16. With regard to this issue, it is seen that as contended by the assessee, the Tribunal, for Assessment Year 2007-08, has decided this issue in favour of the assessee. While doing so, the Tribunal has held as follows:-
“7. We have considered the facts of the case and submissions made before us. The facts are that the customer retains money in respect of a completed contract for satisfactory performance of the contract for which the due diligence is undertaken. On demonstration of satisfactory performance of the contract, the money as released finally to the assessee, otherwise it has to repair the fault or pay liquidated damages. Ld. Counsel has cited cases as discussed above, which clearly hold that such money withheld by the customer does not accrue as income to the assessee on completion of the turn-key project, the reason being that right to receive the money does not accrue to the assessee. This money accrues as income when the stipulated condition is satisfied which may be in the nature of showing satisfactory performance of the project. Depending upon the stipulated condition, the amount accrues as income the moment the condition is satisfied and on such date the amount becomes the income. Therefore, the amount is taxable on accrual basis in the year in which stipulated condition is satisfied. The assessee on the other hand is showing the income on cash basis, which may not be correct, However, this is not the issue before us. The issue before us is whether the retention money constitutes income on completion of a project in mercantile system of accounting. We are of the view that this amount does not accrue as income to the assessee on raising the bill after completion of the project. The income arises on performance of the conditionalities of the agreement. Thus it is held that Ld. CIT(A) was right in holding that a sum of Rs. 32,91,935/- did not accrue as income in this year. The result is that ground No. 2 is also dismissed.”

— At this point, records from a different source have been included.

PR #6511, opened 2026-01-15
feat(vm): save in database the input and output of InternalTransactions

roseshahar:
**What does this PR do?**
Add input (`data`) and output of InternalTransactions (i.e. traces in EVM)

You can learn about the attributes of a trace [here](https://www.alchemy.com/docs/reference/what-are-evm-traces)

Since TRON doesn't save these specific fields in its database, indexers are unable to fetch very important actions that happen inside the network, like function calls and contract deployments via factories.

- Manual Testing

**Follow up**

**Extra details**

### DIFF
--- a/actuator/src/main/java/org/tron/core/vm/program/Program.java
+++ b/actuator/src/main/java/org/tron/core/vm/program/Program.java
@@ -816,6 +816,11 @@ public class Program {
     // 4. CREATE THE CONTRACT OUT OF RETURN
     byte[] code = createResult.getHReturn();
 
+    // capture output (deployed code) on internal transaction for indexing
+    if (internalTx != null) {
+      internalTx.setOutput(code);
+    }
+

17. The facts before us for the year under consideration have not been shown by the department to be any different from that of present before the Tribunal for Assessment Year 2007-08. Therefore, following the aforesaid Tribunal order in the assessee’s own case for Assessment Year 2007-08, we hold that the amount in question does not accrue as income to the assessee on raising the bill after completion of the project. Rather, the income arises on performance of the conditionalities of the agreement.
18. In view of the above, the order of the Ld. CIT (A) with regard to this issue is also upheld, rejecting ground No. 2 raised by the department.
19. In the result, the appeal filed by the department is dismissed.